* [PROVIDED DATA]:

PR #1308, opened 2023-11-28
Bump api-go version to fix Payload marshaling

tdeebswihart:
## What was changed
I upgraded our api-go dependency

## Why?
Marshaling for binary/null payloads was completely broken, and while there Chad and I decided that shorthand marshaling should be opt-in rather than opt-out.


tdeebswihart:
You can see from https://github.com/temporalio/features/pull/375 that the feature tests pass when that repo has been updated

cretz (approved):
Unless needed immediately, can also wait until API repo is tagged

tdeebswihart:
API repo is tagged, I'll set this to merge once tests pass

* [TASK DESCRIPTION]:
For the word "tagged", say how many lines of the data include it, with nothing else in the reply.

* [EXERCISE RESULT]:
2